Skip to content

Pipeline

The Pipeline represents a data processing job (a simpler version of this is called MonoVertex). The most important concept in Numaflow, it defines:

  1. A list of vertices, which define the data processing tasks;
  2. A list of edges, which are used to describe the relationship between the vertices. Note an edge may go from a vertex to multiple vertices, and an edge may also go from multiple vertices to a vertex. This many-to-one relationship is possible via Join and Cycles

The Pipeline is abstracted as a Kubernetes Custom Resource. A Pipeline spec looks like below.

apiVersion: numaflow.numaproj.io/v1alpha1
kind: Pipeline
metadata:
  name: my-pipeline
spec:
  vertices:
    - name: input-source
      source:
       ...
    - name: process
      udf:
        container:
         ...
    # ... other vertices
    - name: output-sink
      sink:
        ..
  edges:
    - from: input-source
      to: process
    # ... more edges and conditions
    - from: process
      to: output-sink

Vertex Connections and Data Flow

Vertices in a Pipeline are connected through edges, which define the data flow path, and Inter-Step Buffers are responsible for passing data between vertices. Each edge specifies a from vertex and a to vertex, enabling complex topologies.

Data flows through these buffers asynchronously, providing durability and backpressure handling.

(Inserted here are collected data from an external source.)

PR #200, opened 2017-04-18
Completed diagnostic

Ryaong792:
did not finish, had to look up information to confirm some
answers.  Fist of 5 would still be a 3.  Just slow in answering.
did not get to see the last few questions due to time.

### DIFF
--- a/lib/diagnostic.rb
+++ b/lib/diagnostic.rb
@@ -26,7 +26,17 @@ Response = OpenStruct.new
 # be writable.
 
 ##
-# your response here
+class Person
+attr_accessor :name
+attr_reader :age
+attr_writer :location
+
+def initialize(name, age, location)
+  @name = name
+  @age = age
+  @location = location
+end
+end
 ##
 
 ##
@@ -35,7 +45,10 @@ Response = OpenStruct.new
 # "Somerville". Finally, assign the modified Person to `Response.dave` below.
 
 ## replace nil with your response, then continue your work on the next line
-dave = nil
+dave = Person.new('Dave', 32, 'ohio')
+dave.locaton = 'Somervile'
+
+def dave
 Response.dave = dave
 ##
 
@@ -45,7 +58,13 @@ Response.dave = dave
 # which returns the string "think think think".
 
 ##
-# your response here
+
+class Developer < Person
+  def solve_problems
+    p "think think think"
+  end
+end
+
 ##
 
 ##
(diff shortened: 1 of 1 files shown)


lib/diagnostic.rb
```diff
@@ -35,7 +45,10 @@
 # "Somerville". Finally, assign the modified Person to `Response.dave` below.
 
 ## replace nil with your response, then continue your work on the next line
-dave = nil
+dave = Person.new('Dave', 32, 'ohio')
+dave.locaton = 'Somervile'
+
+def dave
```
Jcornmanhomonoff, line 51: don't need `def dave`

lib/diagnostic.rb
```diff
@@ -78,12 +97,15 @@ def initialize
...
 
 ## Explain why this would be the output, based on the method lookup chain.
 # your response as a comment here
 ##
-
+the say_hello pulls from the class animal.  since the housecat is the chid
+of the cat is the chid of anial it will put the string of "I am a etc etc"
+{self.class.name} in the string will use the housecat and the sound will use
+the @sound for house cat = string for meow
 ##
```
Jcornmanhomonoff, line 109:
```rb
class Lion < Cat
  include Carnivorous
  def roar
    puts 'ROAR!'
  end
end
```

lib/diagnostic.rb
```diff
@@ -78,12 +97,15 @@ def initialize
...
 # Define a new class, 'Lion', which (a) inherits from 'Cat',
```
Jcornmanhomonoff, line 110: In direct inheritance, you're limited to inheriting from a single source.

lib/diagnostic.rb
```diff
@@ -78,12 +97,15 @@ def initialize
...
 # (b) uses the 'Carnivorous' module below as a mixin, and
```
Jcornmanhomonoff, line 111:
```rb
class ComboAttack
  attr_reader :moves, :damage

  def initialize
    @moves = []
    @damage = 0
  end

  def punch
    @moves << 'punch'
    @damage += 5
    @damage *= multiplier
    self
  end

  def move(direction)
    @moves << "move #{direction}"
    self
  end

  def kick
    @moves << 'kick'
    @damage += 10
    @damage *= multiplier
    self
  end

  def self.possible_moves
    'kick, move, punch'
  end

  private

  def multiplier
    case moves
    when %w(punch move left kick)
      1.5
    when %w(kick punch up)
      2
    else
      1
    end
  end
end
```

Jcornmanhomonoff:
4/8! Not bad! 🦄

Vertices can process data in parallel when multiple edges target the same destination vertex, and conditional routing is supported through message tagging for advanced use cases.

Autoscaling and Performance

Each vertex in a Pipeline can be configured with independent autoscaling behavior through the scale configuration. Numaflow provides built-in autoscaling that monitors buffer depth and processing rates, making scaling decisions based on actual workload rather than generic CPU/memory metrics.

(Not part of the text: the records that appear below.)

PR #202, opened 2017-04-18
Response

andyjzhong:
Clarity: 4/5
Comfort: 3/5

Used class notes.

### DIFF
--- a/lib/diagnostic.rb
+++ b/lib/diagnostic.rb
@@ -26,7 +26,13 @@ Response = OpenStruct.new
 # be writable.
 
 ##
-# your response here
+class Person
+  def initialize (name, age, location)
+    @name = name
+    @age = age
+    @location = location
+  end
+end
 ##
 
 ##
@@ -35,8 +41,8 @@ Response = OpenStruct.new
 # "Somerville". Finally, assign the modified Person to `Response.dave` below.
 
 ## replace nil with your response, then continue your work on the next line
-dave = nil
-Response.dave = dave
+dave = Person.new('Dave', '32', 'Ohio')
+dave.location = 'Somerville'
 ##
 
 ##
@@ -46,6 +52,11 @@ Response.dave = dave
 
 ##
 # your response here
+class Developer < Person
+  def solve_problems
+    puts 'think think think'
+  end
+end
 ##
 
 ##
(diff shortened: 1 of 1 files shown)


lib/diagnostic.rb
```diff
@@ -26,7 +26,13 @@
...
 
 ##
-# your response here
+class Person
+  def initialize (name, age, location)
+    @name = name
+    @age = age
+    @location = location
+  end
+end
```
Jcornmanhomonoff, line 35:
```rb
class Person
  attr_reader :name, :age
  attr_writer :name, :location
  ## Alternatively,
  # attr_accessor :name
  # attr_reader :age
  # attr_writer :location

    @name = name
    @age = age
    @location = location
  end
end
```

lib/diagnostic.rb
```diff
@@ -35,8 +41,8 @@
 # "Somerville". Finally, assign the modified Person to `Response.dave` below.
 
 ## replace nil with your response, then continue your work on the next line
-dave = nil
-Response.dave = dave
+dave = Person.new('Dave', '32', 'Ohio')
+dave.location = 'Somerville'
```
Jcornmanhomonoff, line 45: don't need to put 32 in quotes since it's not a string

lib/diagnostic.rb
```diff
@@ -106,6 +119,13 @@ def eat_meat(food)
 
 ##
 # your response here
+class Lion < Cat
+  def roar
+    puts "ROAR!"
+  end
+end
+
```
Jcornmanhomonoff, line 127:
```rb
class Lion < Cat
  include Carnivorous
  def roar
    puts 'ROAR!'
  end
end
```

lib/diagnostic.rb
```diff
@@ -161,3 +182,5 @@ def multiplier
     end
   end
 end
+
+# This is a cool problem to solve -- I will need to revisit this one.
```
Jcornmanhomonoff, line 186:
```rb

class ComboAttack
  attr_reader :moves, :damage

  def initialize
    @moves = []
    @damage = 0
  end

  def punch
    @moves << 'punch'
    @damage += 5
    @damage *= multiplier
    self
  end

  def move(direction)
    @moves << "move #{direction}"
    self
  end

  def kick
    @moves << 'kick'
    @damage += 10
    @damage *= multiplier
    self
  end

  def self.possible_moves
    'kick, move, punch'
  end

  private

  def multiplier
    case moves
    when %w(punch move left kick)
      1.5
    when %w(kick punch up)
      2
    else
      1
    end
  end
end

```

lib/diagnostic.rb
```diff
@@ -161,3 +182,5 @@ def multiplier
     end
   end
 end
+
```
Jcornmanhomonoff, line 185: In direct inheritance, you're limited to inheriting from a single source.

Jcornmanhomonoff:
4/8! Not bad! 🦄

PR #204, opened 2017-04-18
study for april 18

awoodrum87:


lib/diagnostic.rb
```diff
@@ -26,7 +26,17 @@
...
+  def initialize(name, age, location)
+    @name = name
+    @age = age
+    @location = location
+  end
+  attr_accessor :name
+  attr_reader :age
+  attr_writer :location
+end
+
```
Jcornmanhomonoff, line 39: Correct, but we usually initialize after determining writer/reader ability.

lib/diagnostic.rb
```diff
@@ -102,6 +119,10 @@ def eat_meat(food)
       puts 'Yuck!'
     end
   end
+
+class Lion < Cat
+  include Carnivorous
+
```
Jcornmanhomonoff, line 125:
```rb
class Lion < Cat
  include Carnivorous
  def roar
    puts 'ROAR!'
  end
end
```

lib/diagnostic.rb
```diff
@@ -102,6 +119,10 @@ def eat_meat(food)
...
 end
```
Jcornmanhomonoff, line 127: In direct inheritance, you're limited to inheriting from a single source.

lib/diagnostic.rb
```diff
@@ -102,6 +119,10 @@ def eat_meat(food)
...
 
 ##
```
Jcornmanhomonoff, line 128:
```rb
class ComboAttack
  attr_reader :moves, :damage

  def initialize
    @moves = []
    @damage = 0
  end

  def punch
    @moves << 'punch'
    @damage += 5
    @damage *= multiplier
    self
  end

  def move(direction)
    @moves << "move #{direction}"
    self
  end

  def kick
    @moves << 'kick'
    @damage += 10
    @damage *= multiplier
    self
  end

  def self.possible_moves
    'kick, move, punch'
  end

  private

  def multiplier
    case moves
    when %w(punch move left kick)
      1.5
    when %w(kick punch up)
      2
    else
      1
    end
  end
end
```

Jcornmanhomonoff:
5/8! Good work! 🦄

PR #205, opened 2017-04-18
Response to Ruby Objects Diagnostic

rrdaniels85:
Comfort: 3/5
Clarity: 4/5

### DIFF
--- a/lib/diagnostic.rb
+++ b/lib/diagnostic.rb
@@ -26,7 +26,16 @@ Response = OpenStruct.new
 # be writable.
 
 ##
-# your response here
+class Person
+  attr_accessor :name
+  attr_reader :age
+  attr_writer :location
+  def initialize(name, age, location)
+    @name = name
+    @age = age
+    @location = location
+  end
+end
 ##
 
 ##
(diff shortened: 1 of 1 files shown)


lib/diagnostic.rb
```diff
@@ -105,13 +126,25 @@ def eat_meat(food)
...
 
+# It allows your code to inherit functionality from multiple modules rather than
+# just a parent class. With inheritance, I believe you can only inherit through
+# the single chain of class. However, with mixins, you can pull whatever
+# functionality you like into a class from multiple modules without having to
+# ensure the correct inheritance path. It jus gives you more flexibility.
+
 ##
 # your response as a comment here
 ##
```
Jcornmanhomonoff, line 150:
```rb
class ComboAttack
  attr_reader :moves, :damage

  def initialize
    @moves = []
    @damage = 0
  end

  def punch
    @moves << 'punch'
    @damage += 5
    @damage *= multiplier
    self
  end

  def move(direction)
    @moves << "move #{direction}"
    self
  end

  def kick
    @moves << 'kick'
    @damage += 10
    @damage *= multiplier
    self
  end

  def self.possible_moves
    'kick, move, punch'
  end

  private

  def multiplier
    case moves
    when %w(punch move left kick)
      1.5
    when %w(kick punch up)
      2
    else
      1
    end
  end
end
```

Jcornmanhomonoff:
7/8! Fantastic work! 🦄

PR #206, opened 2017-04-18
Ruby Object Diagnostic

cpm5041:
Clarity: 3
Comfort: 2

I felt ok during most of this diagnostic but would need more time
to carefully test and walk through each item, specifically the last one.

### DIFF
--- a/lib/diagnostic.rb
+++ b/lib/diagnostic.rb
@@ -26,8 +26,16 @@ Response = OpenStruct.new
 # be writable.
 
 ##
-# your response here
-##
+class Person
+  attr_accessor :name
+  attr_reader :age
+  attr_writer:location
+  def initialize(name, age, location)
+    @name = name
+    @age = age
+    @location = location
+  end
+  ##
 
 ##
 # Instatiate a new Person object using arguments "Dave", 32, and "Ohio".
@@ -35,7 +43,8 @@ Response = OpenStruct.new
 # "Somerville". Finally, assign the modified Person to `Response.dave` below.
 
 ## replace nil with your response, then continue your work on the next line
-dave = nil
+dave = Person.new("Dave", 32, "Ohio")
+dave.location = "Somerville"
 Response.dave = dave
 ##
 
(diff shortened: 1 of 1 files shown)


lib/diagnostic.rb
```diff
@@ -26,16 +26,25 @@
...
+class Person
+  attr_accessor :name
+  attr_reader :age
+  attr_writer:location
+  def initialize(name, age, location)
+    @name = name
+    @age = age
+    @location = location
+  end
+  ##
```
Jcornmanhomonoff, line 38:
```rb
class Person
  attr_reader :name, :age
  attr_writer :name, :location
  ## Alternatively,
  # attr_accessor :name
  # attr_reader :age
  # attr_writer :location

    @name = name
    @age = age
    @location = location
  end
end
```

lib/diagnostic.rb
```diff
@@ -45,8 +54,10 @@
 # which returns the string "think think think".
 
 ##
-# your response here
-##
+class Developer < Person
+  def solve_problems
+    puts "think think think"
+  end##
```
Jcornmanhomonoff, line 60: missing closing `end`

lib/diagnostic.rb
```diff
@@ -105,15 +116,25 @@ def eat_meat(food)
...
+Inheritance should only be used when:
+
+Both classes are in the same logical domain
+The subclass is a proper subtype of the superclass
+The superclass’s implementation is necessary or appropriate for the subclass
+The enhancements made by the subclass are primarily additive.
+^google helped me out on this one
 ##
 
 ##
```
Jcornmanhomonoff, line 140:
```rb
class ComboAttack
  attr_reader :moves, :damage

  def initialize
    @moves = []
    @damage = 0
  end

  def punch
    @moves << 'punch'
    @damage += 5
    @damage *= multiplier
    self
  end

  def move(direction)
    @moves << "move #{direction}"
    self
  end

  def kick
    @moves << 'kick'
    @damage += 10
    @damage *= multiplier
    self
  end

  def self.possible_moves
    'kick, move, punch'
  end

  private

  def multiplier
    case moves
    when %w(punch move left kick)
      1.5
    when %w(kick punch up)
      2
    else
      1
    end
  end
end
```

Jcornmanhomonoff:
5/8! Great work! 🦄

For high-throughput scenarios, vertices can be configured with multiple partitions to enable parallel processing withi n a single vertex, distributing the workload across multiple buffer streams.

Learn more: - Autoscaling Guide - Detailed autoscaling configuration and best practices - Autoscaling Specification - Technical details of Numaflow's autoscaling mechanism

Pipeline Configuration and Tuning

Pipelines support both global and vertex-specific configuration through the limits section. Global limits apply to all vertices but can be overridden at the vertex level for fine-tuned performance control.

Additional pipeline-level configurations include watermark settings for event-time processing, graceful shutdown timeouts, and custom metadata through labels and annotations for operational management.

Learn more: - Pipeline Tuning Guide - Comprehensive guide to tuning pipeline performance - Pipeline Customization - Advanced configuration options - Container Resources - CPU and memory resource configuration

Operational Management

To query Pipeline objects with kubectl:

kubectl get pipeline # or "pl" as a short name

Pipelines automatically generate individual Vertex objects that are managed by the Numaflow controller.

The Pipeline controller handles the complete lifecycle including buffer provisioning, vertex deployment, and cleanup, while maintaining the desired state and handling failures gracefully.